I’ve always liked Dead or Alive – unfortunately, that sentence usually has to be followed by a “but,” lest people think you’re some kind of weird pervert. “Not like that!” you might yell. “I think the Triangle System is rad!” It’s tiresome, and Dead or Alive 6 is a mechanically rich fighting game that deserves better than that stuff dominating the conversation around it. That said, while everything that made it special in 2019 still holds up today, Last Round specifically just doesn’t feel worth the cash if you already own the original – and there are several things missing from it that really should have been included in a re-release of a seven-year-old game.
Before we jump into the ring and throw some punches, let’s set some ground rules and establish what Last Round is (and unfortunately is not). Last Round is Dead or Alive 6 bundled with five of the seven DLC fighters previously released for the original game (Nyotengu, Phase 4, Momiji, Rachel, and Tamaki), five new costumes each for Kasumi, Ayane, Marie Rose, Honaka, and NiCO, a new Photo Mode, and some small but solid visual updates. That’s it.
What is not included are several hundred DLC costumes (this is not a joke; the Steam page currently lists 440 pieces of DLC, though some are bundles and character unlocks), although you can import most of what you already own if you’ve previously bought an outfit in the original release of DOA6. What you do not seem to be able to transfer are unlocks for the guest characters Mai Shiranui and Kula Diamond from The King of Fighters series – you’ll have to buy them for $11 each, even if you already owned them. Yikes.
And that’s Last Round. There are no new characters or returning stages from older games, as there were in Dead or Alive 5 Last Round. There is no cross-platform play, no rollback netcode, and no Tag Battle, despite fans begging for these additions for years. Team Ninja has promised additional characters and costumes down the line, but this threadbare re-release is absolutely baffling. Dead or Alive 6 is seven years old. If all the existing DLC were included for free or some impactful new feature were added then maybe you could justify it. But as it is, Last Round just feels like an excuse to sell more costumes. Those costumes are nice, sure, but there’s really no excuse for why they weren’t just new DLC.
I’m a Fighter
That’s a bummer, because Dead or Alive 6 is still a great fighter. The Dead or Alive series has always been extremely simple: one button for punches, one for kicks, one for throws, one for holds, and a “new” (as of the 2019 original) special attack button that performs a Fatal Rush autocombo and unlocks special meter moves.

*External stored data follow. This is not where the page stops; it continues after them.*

PR #146, opened 2016-06-08
Status / Monitoring - InfoBox - s/axes/axis/

NOYB:


jdillard:
axes is the plural from of axis.

PR #148, opened 2016-06-10
add GeoIP as a dependency of ntopng

zxvv:
There were reports that ntopng was failing to restart, discussed here:
https://redmine.pfsense.org/issues/6443

There is a missing dependency on GeoIP
I tried to restart the service, which failed.
Then logged in and tried to start it from the command line, as follows.
/usr/local/etc/rc.d/ntopng.sh start
[2.3.2-DEVELOPMENT][root@pf232test.lan]/root: Shared object "libGeoIP.so.1" not found, required by "ntopng"

find / -name '*GeoIP*' showed nothing.
It was resolved by:
pkg install GeoIP-1.6.9
/usr/local/bin/geoipupdate.sh
/usr/local/etc/rc.d/ntopng.sh start
which successfully started ntopng.


rbgarga:
Please bump PORTREVISION or PORTVERSION otherwise a new package will never show up

zxvv:
Thank you for the pointer.  Just let me know if there's anything else I can do.

lunetics:
+1. can that be published?

cbuechler:
I committed a slightly modified version of this, bumping the REVISION as well in one commit. 

Thanks @zxvv

PR #152, opened 2016-07-01
Bump Snort binary to v2.9.8.3 to sync with upstream.

bmeeks8:
Update Snort binary package to version 2.9.8.3 to match upstream and since version 2.9.8.0 is EOL for  rules updates.


cbuechler:
Merged, thanks @bmeeks8 ! Will follow up on your email momentarily.

PR #154, opened 2016-07-16
Small cosmetic patch to System Patches list view

lukehamburg:
When viewing installed patch list on 2.3+ the GitHub commit URLs are quite long and cause the main table to extend beyond the screen boundary. This looks weird and forces you to scroll to access the action buttons.

Seeing the commit URL on the list doesn't add much as far as usability (and it can be seen anyway if needed on the edit page). This patch makes the page display properly.


cbuechler:
Yeah that's cleaner. Merged, thanks @lukehamburg

PR #157, opened 2016-07-18
pfBlockerNG - Add dnsbl_tld file

BBcan177:
* Add dnsbl_tld file, which is used by the TLD process to determine if all Sub-Domains should be blocked for each listed Domain.


rbgarga:
Merged, thanks!

PR #158, opened 2016-07-19
Fix reload openbgpd config

brunostein:
Changed the 'openbgpd_restart' function to reload the new config after save.


rbgarga:
Manually merged since your branch was deleted

PR #159, opened 2016-07-26
Missing files from prior commit

dennypage:
These files are missing from the prior commit. Apologies Chris!


sysutils/pfSense-pkg-nut/files/etc/inc/priv/nut.priv.inc
```diff
@@ -15,7 +17,7 @@
 	   notice, this list of conditions and the following disclaimer in the
 	   documentation and/or other materials provided with the distribution.
 
-	THIS SOFTWARE IS PROVIDED ``AS IS'' AND ANY EXPRESS OR IMPLIED WARRANTIES,
+	THIS SOFTWARE IS PROVIDED "AS IS" AND ANY EXPRESS OR IMPLIED WARRANTIES,
```
rbgarga: Please do not change license text. I'll import it to unbreak the ports build and will revert it after. Thanks

dennypage: It wasn't a change per se, it's actually a completely new file with the same name. All the files in the new package have the same copyright using double quotes.

Why is there a preference for  ticks vs double quotes?

rbgarga: It's not a preference, just avoiding to have different versions of license text around

dennypage: Okay. I have created a PR to change them all. Sorry for the difficulty.

PR #160, opened 2016-07-26
Change copyright notice

dennypage:
Change copyright notice from double quote to ticks to match copyright notices elsewhere in pfSense per Renato.


rbgarga:
Thank you very much!

PR #161, opened 2016-07-27
Error installing AutoConfigBackup

leozoccoli:
When trying to install the process is looped . Please find attached the print with error.

Please help me , I bought the gold package pfsense only by this package .
erro gold


jim-p:
Please contact us via support and we can help you get the package installed.
This PR is attempting to change many unrelated files and this is not a means of requesting assistance.

PR #166, opened 2016-08-07
[RELENG_2_3_2] Unbreak info.xml in pfSense-pkg-nut

davidjwood:
Remove the erroneous second `<pkginfolink>...</pkginfolink>` that has crept into info.xml on the RELENG_2_3_2 branch.


davidjwood:
These changes have been made in 678436e0f0d4030026caa1a188b00c4c474fc340 , so this PR is now redundant.

rbgarga:
Yeah, I didn't notice the PR before I push the fix. Thanks!!

PR #171, opened 2016-08-16
List remote clients, connected to UPS

SunStroke74:
In UPS Status widget shows remote clients, currently connected (if NUT port is 3493 by default).
$raw_data needs to pass `<br />` to output to print clients line by line.

### DIFF
--- a/sysutils/pfSense-pkg-nut/files/usr/local/www/widgets/widgets/nut_status.widget.php
+++ b/sysutils/pfSense-pkg-nut/files/usr/local/www/widgets/widgets/nut_status.widget.php
@@ -40,14 +40,14 @@ if ($_REQUEST && $_REQUEST['ajax']) {
 }
 
 
-function print_row($desc, $value) {
+function print_row($desc, $value, $raw_data = false) {
 	print '<tr>';
 	print '  <td style="width:35%"><b>' . $desc . ':</b></td>';
-	print '  <td>' . htmlspecialchars($value) . '</td>';
+	print '  <td>' . ($raw_data ? $value : htmlspecialchars($value)) . '</td>';
 	print '</tr>';
 }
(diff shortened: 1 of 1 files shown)


dennypage:
Raw data really should not be used in the widget. Either "remote users" would a first class citizen and in a separate section, or should not be in the widget at all.

Honestly, I don't see listing remote clients as being appropriate for the NUT widget. The widget is focused on run-time for pfSense itself. And given that remote client connectivity itself is not a first class citizen of the NUT configuration, it really doesn't make sense to put it in the widget.

SunStroke74:
Yes, it's not base functionality of widget. But it would be helpful to see is other servers in the rack (if any) sucsessfully connected to same UPS and controlled by. Of couse we can see that in the log, but use widget is more comfortable.

Whatever it was, you decide is we need it or not. Simply close request if not.

rbgarga:
@SunStroke74 upsc binary has a parameter to list connected clients, upsc -c, isn't it enough to get data instead of all these hacks with pfctl states?

dennypage:
Yes, upsc has support for listing remote connections. However, the NUT package does not directly support remote connections. It really doesn't make sense to put something in the widget that isn't available in the settings or status page.

While I document how to support remote connections in the info thread, I recommend against the practice unless absolutely necessary. If you need multi-host, it's better from a security pov to connect the UPS to upsd on another host, and run NUT on the firewall as a remote client to that. Hosting on the firewall is a last resort approach.

SunStroke74:
Yes, `upsc -c {$status['_name']} | grep -v '::'` is better than pfctl. I do not know this command.
And I close request as your arguments is weighty. Those who want can add this functionality through custom patch. Mayby on forum we can publish this patch link.

PR #172, opened 2016-08-17
Support https

dennypage:
Ntopng now uses the same http(s) configuration as the webgui. Necessary following the introduction of HSTS.


dennypage:
Thank you Renato!

PR #3245, opened 2021-06-24
add missing possible `null` for `getLocal` on database

chrisdrackett:
## This PR contains:
 - IMPROVED typings

getLocal looks like it always returns a doc, but can return `null` if they key does not exist.

### DIFF
--- a/test/typings.test.ts
+++ b/test/typings.test.ts
@@ -666,7 +666,12 @@ describe('typings.test.js', function () {
                 const myDb: RxDatabase = {} as any;
                 const typedLocalDoc = await myDb.getLocal<{foo: string;}>('foobar');
                 const typedLocalDocInsert = await myDb.insertLocal<{foo: string;}>('foobar', { bar: 'foo' });
-                const x: null = typedLocalDoc.foo;
+
+                if (!typedLocalDoc) {
+                    throw new Error('local doc missing');
+                }
+
+                const x: string = typedLocalDoc.foo;
                 const x2: string = typedLocalDocInsert.foo;
             });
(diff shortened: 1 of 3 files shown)


pubkey:
I think we need a null check for `typedLocalDoc` in the typings tests to make the CI green.

test/typings.test.ts
```diff
@@ -666,7 +666,7 @@ describe('typings.test.js', function () {
                 const myDb: RxDatabase = {} as any;
                 const typedLocalDoc = await myDb.getLocal<{foo: string;}>('foobar');
                 const typedLocalDocInsert = await myDb.insertLocal<{foo: string;}>('foobar', { bar: 'foo' });
-                const x: string = typedLocalDoc.foo;
+                const x: null = typedLocalDoc.foo;
```
pubkey, line 669: This one fails.
You have to add a null check to resolve the `LocalDoc | undefined` type.

```ts
if(!typedLocalDoc){
  throw new Error('local doc missing');
}
```

chrisdrackett: ok, not sure why I can't get it to fail locally 🤔

pubkey: Did you run 'npm run build'?

chrisdrackett: I'll give that a try next time!

pubkey:
I restarted the CI because it looked like a random crash.

chrisdrackett:
yeah, I didn't see a way to re-run it myself! thanks!

pubkey:
Thank you, merged.

PR #3260, opened 2021-06-29
export all types

chrisdrackett:
## This PR contains:

 - IMPROVED typings

This PR would remove the need for #3259 by just exporting all types. This does not use the `type` prefix, but I'm pretty sure that is ok as I don't think there is any JS in the types folder so this shouldn't increase the bundle size as far as I can tell.


src/core.ts
```diff
@@ -84,71 +84,4 @@ export type {
...
-    RxQueryOptions,
-    RxReplicationState,
-    RxTypeError,
-    ServerOptions,
-    SyncOptions,
-    SyncOptionsGraphQL,
-    MigrationStrategies,
-    WithAttachmentsData
-} from './types';
+export * from './types';
```
pubkey, line 87: `export` is different from `export type`. A non-type-only export will include many empty files in the resulting webpack build because babel cannot strip them. An `export type` removes the export on build time and reduces the build size.

chrisdrackett: good to know, I was just figuring if there wasn't any code in the files it wouldn't add to the bundle size, but didn't actually test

But more than a lot of fighters, Dead or Alive is, at its best, a chess match. Using what’s known as the Triangle System, every move invites a countermove – strikes beat throws, throws beat holds, holds beat strikes – and every attack is also an opening, if you’re good enough.
What makes this fighting system great has always been the holds. See, you can counter essentially any strike by pressing hold and the direction you expect the attack to hit (high, low, or mid, though mid punches and mid kicks require different directional inputs), potentially stopping any offensive in its tracks. Holds are inherently risky, though. They won’t stop throws and still lose to strikes if mistimed or if you don’t use the right one – but land a hold right and you can swing an entire round. It’s absurdly satisfying to pull off, even against the computer.
The mind game that creates rules, and it’s still here in Last Round, but it doesn’t change that Dead or Alive is also incredibly easy to pick up. It’s not quite as deep as, say, Virtua Fighter, but anyone can play Dead or Alive 6. Getting good at it involves really digging into moves and countermoves, knowing how both the character you’re playing and the one you’re playing against work, and using that knowledge to pick the right option at the right time. It feels great when you land a hit, and hurts to take one.
When you’re getting smacked around and watching your health bar go the way of the dodo, it stings. But it should. That means you made a mistake. Shouldn’t have mistimed that hold, ya know? But when you max out your Break Gauge in order to hit a Break Blow – think Critical Blows from Dead or Alive 5 – or get just enough Break Gauge to pull off a Break Hold and turn the tables with a nifty counter, the Triangle System sings. Adding a meter to a 3D fighter is always risky (just ask Tekken fans how they feel about Heat in Tekken 8), but I think Dead or Alive 6’s implementation has managed to stand the test of time.